Dataset entries:
◆ ◆ ◆ ◆

PR #337, opened 2024-09-12
Migrate java rules to pmd 7.x.x #309: common_std rule number 9: AvoidForEachInStreams

stokpop:
The match on forEach is very generic (`_#forEach(_)`), should also match multiple forEach in streams package: make more explicit or is ok like this?

The lambda check is checking for a log-like statement and if present it skips the check. Should we not add a check that it is the only line in the lambda? Otherwise side effect methods could be present.


jborgers:
Maak jij een Fix Request aan?

jborgers (approved):

stokpop:
added fix request: https://github.com/jborgers/PMD-jPinpoint-rules/issues/341

PR #344, opened 2024-09-18
Pmd7 upgrade 7.2.0 concurrent rules set 01

stokpop:
Migrated first 4 rules from concurrent.

Discovered this syntax: `pmd-java:matchesSig('java.util.Arrays#asList(_*)')` Needed it to match `Arrays.asList("a", "b");`.

Added examples where missing.

Rule `AvoidMutableStaticFields` is most complex in this set. There are still some ommissions and improvements possible. For instance, the checks for collections being wrapped in `Collections.unmodifiableX(...)`: there are more variants of this that might give false positives if not checked. And defining in initializer block `var localVar = new Hashmap()` and wrapping it later in a unmodifiable might not always be detected.


jborgers:
This is a PR to master, not correct. should be to pmd7-upgrade-7.2.0

jborgers:
I didn't know about the (_*) good to know! Can you not use (_,_) I thought that worked.

jborgers:
maybe also merge pmd7-upgrade-7.2.0 into this branch first

stokpop:
both requests done, you can simply edit the PR and switch base branch within github

stokpop:
`(_,_)` did not work in this case as it is a `myMethod(String... strings)` so it can have arbritrary number of params

jborgers (approved):

PR #347, opened 2024-09-23
Pmd7 upgrade 7.2.0 remoting set1

jborgers:


src/test/resources/com/jpinpoint/perf/lang/java/ruleset/remoting/xml/ObjectMapperCreatedForEachMethodCall.xml
```diff
@@ -72,16 +72,16 @@ public class JsonMapperReuse {
 	}
 
 	public static JsonMapper createMapper() {
-	        return JsonMapper.builder()
+	        return JsonMapper.builder() // bad 2x
```
stokpop, line 75: Can double hit be avoided? Does this also create two issues in SonarQube?

stokpop (approved):
Looks good, one question about preventing double hits, but that is not something new. Maybe in PMD7 it is easier to avoid a double hit in places.

PR #365, opened 2024-10-14
Pmd7 upgrade 7.2.0 remoting set3

jborgers:


src/main/resources/category/java/remoting.xml
```diff
@@ -808,7 +808,7 @@ class Good {
             When this HttpHost is then used for a route and stored socketConfig for, port 80 is added for the host and
             the socketConfig is stored with the wrong key and will not be used.
             It is typically difficult to find out if the config is actually used. Note that
-            http://github.com/jborgers/http-client-monitor helps here.&#13;
```
stokpop, line 806: Might also be good to check and point to micrometer and available apache http 4 and 5 metrics (works with spring boot actuator).

src/main/resources/category/java/remoting.xml
```diff
@@ -281,25 +281,17 @@ return HttpClientBuilder.create() // good, setConnectionManager called, pool con
...
+//MethodDeclaration[
+    .//MethodCall/(TypeExpression|VariableAccess)[
+        pmd-java:typeIs('org.apache.http.impl.client.HttpClientBuilder')
+        or pmd-java:typeIs('org.apache.http.impl.client.HttpClients')
+        or pmd-java:typeIs('org.apache.http.impl.nio.client.HttpAsyncClientBuilder')
+    ]
+][
+    .//MethodCall[@MethodName='setConnectionManager']
+]
+(: trying to get to the right line, unfortunately, the chaining seems to make it not work :)
```
stokpop, line 293: hmm, is this always an issue with chaining? should we create an issue in pmd project for this?

stokpop:
Looks, good. We may need to check Apache HttpClient 4 rules if they are compatible with Apache HttpClient 5 (future improvement). Two remarks, but approved.

stokpop (approved):

src/main/resources/category/java/remoting.xml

◆ ◆ ◆ ◆

* What you will do
Word for word, restate the lines above.

* Response box
PR #337, opened 2024-09-12
Migrate java rules to pmd 7.x.x #309: common_std rule number 9: AvoidForEachInStreams

stokpop:
The match on forEach is very generic (`_#forEach(_)`), should also match multiple forEach in streams package: make more explicit or is ok like this?

The lambda check is checking for a log-like statement and if present it skips the check. Should we not add a check that it is the only line in the lambda? Otherwise side effect methods could be present.


jborgers:
Maak jij een Fix Request aan?

jborgers (approved):

stokpop:
added fix request: https://github.com/jborgers/PMD-jPinpoint-rules/issues/341

PR #344, opened 2024-09-18
Pmd7 upgrade 7.2.0 concurrent rules set 01

stokpop:
Migrated first 4 rules from concurrent.

Discovered this syntax: `pmd-java:matchesSig('java.util.Arrays#asList(_*)')` Needed it to match `Arrays.asList("a", "b");`.

Added examples where missing.

Rule `AvoidMutableStaticFields` is most complex in this set. There are still some ommissions and improvements possible. For instance, the checks for collections being wrapped in `Collections.unmodifiableX(...)`: there are more variants of this that might give false positives if not checked. And defining in initializer block `var localVar = new Hashmap()` and wrapping it later in a unmodifiable might not always be detected.


jborgers:
This is a PR to master, not correct. should be to pmd7-upgrade-7.2.0

jborgers:
I didn't know about the (_*) good to know! Can you not use (_,_) I thought that worked.

jborgers:
maybe also merge pmd7-upgrade-7.2.0 into this branch first

stokpop:
both requests done, you can simply edit the PR and switch base branch within github

stokpop:
`(_,_)` did not work in this case as it is a `myMethod(String... strings)` so it can have arbritrary number of params

jborgers (approved):

PR #347, opened 2024-09-23
Pmd7 upgrade 7.2.0 remoting set1

jborgers:


src/test/resources/com/jpinpoint/perf/lang/java/ruleset/remoting/xml/ObjectMapperCreatedForEachMethodCall.xml
```diff
@@ -72,16 +72,16 @@ public class JsonMapperReuse {
 	}
 
 	public static JsonMapper createMapper() {
-	        return JsonMapper.builder()
+	        return JsonMapper.builder() // bad 2x
```
stokpop, line 75: Can double hit be avoided? Does this also create two issues in SonarQube?

stokpop (approved):
Looks good, one question about preventing double hits, but that is not something new. Maybe in PMD7 it is easier to avoid a double hit in places.

PR #365, opened 2024-10-14
Pmd7 upgrade 7.2.0 remoting set3

jborgers:


src/main/resources/category/java/remoting.xml
```diff
@@ -808,7 +808,7 @@ class Good {
             When this HttpHost is then used for a route and stored socketConfig for, port 80 is added for the host and
             the socketConfig is stored with the wrong key and will not be used.
             It is typically difficult to find out if the config is actually used. Note that
-            http://github.com/jborgers/http-client-monitor helps here.&#13;
```
stokpop, line 806: Might also be good to check and point to micrometer and available apache http 4 and 5 metrics (works with spring boot actuator).

src/main/resources/category/java/remoting.xml
```diff
@@ -281,25 +281,17 @@ return HttpClientBuilder.create() // good, setConnectionManager called, pool con
...
+//MethodDeclaration[
+    .//MethodCall/(TypeExpression|VariableAccess)[
+        pmd-java:typeIs('org.apache.http.impl.client.HttpClientBuilder')
+        or pmd-java:typeIs('org.apache.http.impl.client.HttpClients')
+        or pmd-java:typeIs('org.apache.http.impl.nio.client.HttpAsyncClientBuilder')
+    ]
+][
+    .//MethodCall[@MethodName='setConnectionManager']
+]
+(: trying to get to the right line, unfortunately, the chaining seems to make it not work :)
```
stokpop, line 293: hmm, is this always an issue with chaining? should we create an issue in pmd project for this?

stokpop:
Looks, good. We may need to check Apache HttpClient 4 rules if they are compatible with Apache HttpClient 5 (future improvement). Two remarks, but approved.

stokpop (approved):

src/main/resources/category/java/remoting.xml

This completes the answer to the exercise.